Spatial disaggregation of tick occurrence and ecology at a local scale as a preliminary step for spatial surveillance of tick-borne diseases: general framework and health implications in Belgium
1 Université Catholique de Louvain, Earth and Life Institute, Georges Lemaitre climate and earth research centre, place Louis Pasteur 3, 1348, Louvain la Neuve, Belgium
2 Biodiversity department ELIB, Université Catholique de Louvain, Earth and Life Institute, 4 place Croix du sud, 1348, Louvain-la-Neuve, Belgium
3 Department of infectious and parasitic diseases, health and pathology of the wildlife, University of Liège, boulevard de Colonster 20, 4000, Liège 1, Belgium
4 Laboratory of Parasitology, Faculty of Veterinary Medicine, Ghent University, Salisburylaan 133 9820, Merelbeke, Belgium
5 Reference Laboratory for Vector-Borne Diseases, Queen Astrid Military Hospital, Bruynstraat 1, 1120, Brussels, Belgium
6 Evolutionary ecology group, Department of Biology, University of Antwerp, Groenenborgerlaan, 171-2020, Antwerpen, Belgium
7 Institute for Tropical Medicine, 155 nationalestraat, B2000, Antwerpen, Belgium
8 Department of Veterinary Tropical Diseases, University of Pretoria, Pretoria, South Africa
9 ARSIA, Allée des Artisans, 2 - 5590, Ciney, Belgium
10 Dierenarts Gezondheidszorg Herkauwers Veepeiler, DGZ Vlaanderen, l Hagenbroeksesteenweg 167 l, 2500, Lier, Belgium
11 Laboratory of Forestry, Department of Forest and Water Management, Ghent University, Geraardsbergsesteenweg 267, 9090, Melle-Gontrode, Ghent, Belgium
12 Laboratory of Parasitology and Pathology of Parasitic Diseases, Department of Infectious and Parasitic Diseases, Faculty of Veterinary Medicine, University of Liège, Bd de Colonster 20 B43, 4000, Liège, Belgium
Parasites & Vectors 2013, 6:190 doi:10.1186/1756-3305-6-190Published: 22 June 2013
The incidence of tick-borne diseases is increasing in Europe.
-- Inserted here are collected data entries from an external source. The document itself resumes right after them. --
PR #2641, opened 2024-08-05
Allow api config to be a getter

pleek91:
# Description
Small change to allow the api config to be a getter. Which will simplify some of our implementation in other projects.


znicholasbrown (approved):
nice

PR #2148, opened 2021-10-05
Use docs template

mikegehard:
Changes to us the docs GH issue template for better docs bug/feature reporting.

```release-note
NONE
```

Viewed generated docs in browser.


stmcginnis:
@kcoriordan can you take a look. The change looks good to me, but I'm not sure why `issueQuery` was being used in the first place.

docs/site/themes/template/layouts/partials/docs-right-bar.html
```diff
@@ -5,7 +5,7 @@
             {{ if (or .IsNode .IsPage) }}
                 {{ $issueBody := printf "**On Page:** [%s](%s)" .Title .Permalink | htmlEscape }}
                 {{ $issueQuery := (querify "body" $issueBody) }}
-                <li><a href="{{ $.Site.Params.github_base_url }}/issues/new?{{ $issueQuery | safeURL }}" target="_blank">Report Issues</a></li>
+                <li><a href="{{ $.Site.Params.github_base_url }}/issues/new?assignees=&labels=kind%2Fdocs%2C+triage%2Fneeds-triage&template=documentation.md&title=" target="_blank">Report Issues</a></li>
```
jpmcb, line 8: I'm not sure we want to completely get rid of the docs shortcode here: this would add to the body of the GitHub page which docs page the user had clicked the "Report issue" button. So clicking the report link on page `https://tanzucommunityedition.io/docs/latest/getting-started-standalone/` would bring me to a new, blank issue with `**On Page:** [](/docs/latest/getting-started-standalone/)` populated in the issue body.

But yes, there is alot of room for improvement in this user experience. We should be using the docs template to report issues so that users automatically get the labels and tags filled in. But we should still _linking back_ to the page users were on when they clicked this link

docs/README.md
```diff
@@ -20,8 +20,8 @@ Hugo is available for many platforms. It can be installed using:
 * macOS: `brew install hugo`
 * Windows: `choco install hugo-extended -confirm`
 
-Once installed, you may run the following to access a rendered view of the
-documentation:
+Once installed, you may run the following from the `site` directory
```
jpmcb, line 23: We should use the fully qualified path since `site` is not a top level directory
```suggestion
- Once installed, you may run the following from the `site` directory
+ Once installed, you may run the following from the `docs/site` directory
```

jpmcb (changes requested):

kcoriordan:
@jonasrosland this is part of the supplied template, can you take a look.
It would be nice to have both labels/tags pre-filled and page detail, but the context of the page the problem is in is more important.

jonasrosland:
If you try this:
```
                {{ $issueBody := printf "[Docs] [%s](%s)" .Title .Permalink | htmlEscape }}
                {{ $issueQuery := (querify "" $issueBody) }}
                <li><a href="{{ $.Site.Params.github_base_url }}/issues/new?assignees=&labels=kind%2Fdocs%2C+triage%2Fneeds-triage&template=documentation.md&title{{ $issueQuery | safeURL }}" target="_blank">Report Issues</a></li>
```
This is the end result, which then uses the issue template and also calls out the location of the file in the title. Thoughts?
image

jonasrosland:
@mikegehard Would you like to update your PR with the changes I proposed above?

mikegehard:
Thanks for the changes @jonasrosland. I got pulled off onto something else so feel free to make the changes.

It looks like I have given editors in this repo the ability to edit my PR. Let me know if you have any problems.

jonasrosland:
I've updated your branch @mikegehard , so we should be good to go here. Just waiting for someone else to review it :)

stmcginnis:
Looks good to me. @jonasrosland could you take another look?

stmcginnis (approved):
Looks good - thanks!

PR #2149, opened 2021-10-05
Separate command from output

mikegehard:
This will allow user to copy the command but not
get the output in the copy as well.

Fix the docs so that you don't copy the output when copying the command.

```release-note
NONE
```

Viewed generated docs.


stmcginnis (approved):
Good call - thanks!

Sub national information on tick distribution, ecology and vector status is often lacking. However, precise location of infection risk can lead to better targeted prevention measures, surveillance and control.
In this context, the current paper compiled geolocated tick occurrences in Belgium, a country where tick-borne disease has received little attention, in order to highlight the potential value of spatial approaches and draw some recommendations for future research priorities.
Mapping of 89,289 ticks over 654 sites revealed that ticks such as Ixodes ricinus and Ixodes hexagonus are largely present while Dermacentor reticulatus has a patchy distribution. Suspected hot spots of tick diversity might favor pathogen exchanges and suspected hot spots of I. ricinus abundance might increase human-vector contact locally. This underlines the necessity to map pathogens and ticks in detail. While I. ricinus is the main vector, I. hexagonus is a vector and reservoir of Borrelia burgdorferi s.l., which is active the whole year and is also found in urban settings. This and other nidiculous species bite humans less frequently, but seem to harbour pathogens. Their role in maintaining a pathogenic cycle within the wildlife merits investigation as they might facilitate transmission to humans if co-occurring with I. ricinus. Many micro-organisms are found abroad in tick species present in Belgium. Most have not been recorded locally but have not been searched for. Some are transmitted directly at the time of the bite, suggesting promotion of tick avoidance additionally to tick removal.
This countrywide approach to tick-borne diseases has helped delineate recommendations for future research priorities necessary to design public health policies aimed at spatially integrating the major components of the ecological cycle of tick-borne diseases. A systematic survey of tick species and associated pathogens is called for in Europe, as well as better characterisation of species interaction in the ecology of tick-borne diseases, those being all tick species, pathogens, hosts and other species which might play a role in tick-borne diseases complex ecosystems.